Rick noted that "adjustable-rate, first-mortgage loan balances posted the biggest increase in September, rising 1.4%, and are up 5.3% over the last year. New- and used-auto loan balances also grew faster than 1% in September and both posted around an 11% growth rate over the last year."
What's behind that growth? Rick attributed it to "both supply and demand factors," which "are driving the accelerated pace of lending: credit unions are lowering interest rates and loosening credit standards to increase the supply of loanable funds while stronger consumers' balance sheets are increasing the demand for loanable funds.
"Rapidly rising home and stock prices are creating what economists call a strong 'wealth effect,' whereby consumers feel wealthier and, therefore, borrow and spend more out of current income," Rick added.
Meanwhile, savings declined 0.6% in September, compared with a 0.8% increase in August, according to the monthly estimates. However, total savings for September was up to $926.3 billion, from $888.3 billion a year earlier.
Individual retirement accounts rose 0.5% during September from the previous month, with regular shares increasing 0.1%. Share drafts dropped 4.3%, one-year certificates declined 0.7% and money market accounts declined 0.1%, said the report.
Rick also noted that "credit quality is also improving with credit unions reporting a delinquency rate less than 1% in September, down from 1.17% in September 2012. A 9% fall in the dollar amount of delinquent loans combined with a 6.7% rise in loans outstanding created the significant drop in the delinquency ratio.

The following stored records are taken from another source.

PR #3080, opened 2019-10-12
feat: fix pluralization in vue-i18n

asbiin:
This adds pluralization form for vue-i18n
See https://kazupon.github.io/vue-i18n/guide/pluralization.html#accessing-the-number-via-the-pre-defined-argument


resources/assets/js/pluralization.js
```diff
@@ -0,0 +1,42 @@
...
+  number = Math.abs(number);
+  number = (number == 1) ? 0 : (((number >= 2) && (number <= 4)) ? 1 : 2);
+  return Math.min(number, choicesLength - 1);
+}
+function pluralD (number, choicesLength) {
+  number = Math.abs(number);
+  number = ((number % 10 == 1) && (number % 100 != 11)) ? 0 : (((number % 10 >= 2) && (number % 10 <= 4) && ((number % 100 < 10) || (number % 100 >= 20))) ? 1 : 2);
+  return Math.min(number, choicesLength - 1);
+}
+function pluralE (number, choicesLength) {
```
yarons: This is the plural form for Hebrew, needs conversion to the correct form:
`nplurals=4; plural=(n == 1) ? 0 : ((n == 2) ? 1 : ((n > 10 && n % 10 == 0) ? 2 : 3))`

yarons:
Requires some additional adjustments so it'll work with Hebrew.

asbiin:
Thank you @yarons! Can you provide a PR for it? I took the function from Laravel... If there is a problem, maybe we could fix it too 😉

resources/assets/js/pluralization.js
asbiin: @yarons Could you check these source too?
- http://docs.translatehouse.org/projects/localization-guide/en/latest/l10n/pluralforms.html
- https://github.com/laravel/framework/blob/master/src/Illuminate/Translation/MessageSelector.php

PR #3103, opened 2019-10-19
docs: add heroku sql import instructions + db cleanup script

tomgs:
A few notes, as to why this is WIP:

1. When actually trying to log into my docker heroku app I see: `Trying to get property 'latest_version' of non-object`. Note that I attempted to import data from an old version of Monica to a new one.
2. Which begs the question: what happens if I export from an older version of Monica and import to a new one? The SQL breaks and gives errors like in the bottom of my PR. This is supposedly addressable by migrations, but I'm not sure what's the best way to attack it. It's also possible to just instruct users to first update to the latest version of Monica and then do the export, which I did in this doc.
3. Wasn't aware of the commit guidelines, and thus didn't follow the commit guidelines, sorry about that!

BTW, I still have the dynos up if any one of you is up for some investigation.


tomgs:
@asbiin btw, this is how I got to the issue of the reninders, while trying to fix this up.

tomgs:
@djaiss @asbiin Can we get this merged when you have a moment? Docs mostly.

asbiin:
thank you @tomgs ! It ihas taken a long time, but this is now merged.

Issue #3074, opened 2019-10-08
Avatars in /journal entries missing [v2.15.2]


kotnik:
**Describe the bug**

I visit `/journal` and little contact images are missing. Contacts have working avatars, changing them does not make them appear in Journal. Images from `/journal/entries` where the frontend is fetching entries from are just fine, I can open `object.attendees[].avatar.url` in browser just fine.

**Screenshots**

![](https://bin.kotur.org:9441/UKuBRAqnwYw7Q2.png)

**Which version are you using:**

 - A server I maintain running v2.15.2

**Additional context**

There are no errors in logs.

baptistemarchand:
This seems fixed. Can we close the issue?

PR #3116, opened 2019-10-22
fix: correct reference to journal entry avatars

chrisforrence:
Fixes the issue reported in #3074.


asbiin:
Great job! Thanks @chrisforrence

"The delinquency rate should fall to 0.8% in 2014, back to the level reported before the onset of the Great Recession."
The report also noted that the loan-to-savings ratio increased to 70% in September from 69.1% in August, bringing the liquidity ratio (the ratio of surplus funds maturing in less than one year to borrowings plus other liabilities) to 16.9%.
Total credit union membership continued climbing, with 0.4% growth in September to 98.7 million members across the U.S. The movement's overall capital-to-asset ratio rose to 10.4%, with total capital at $112 billion.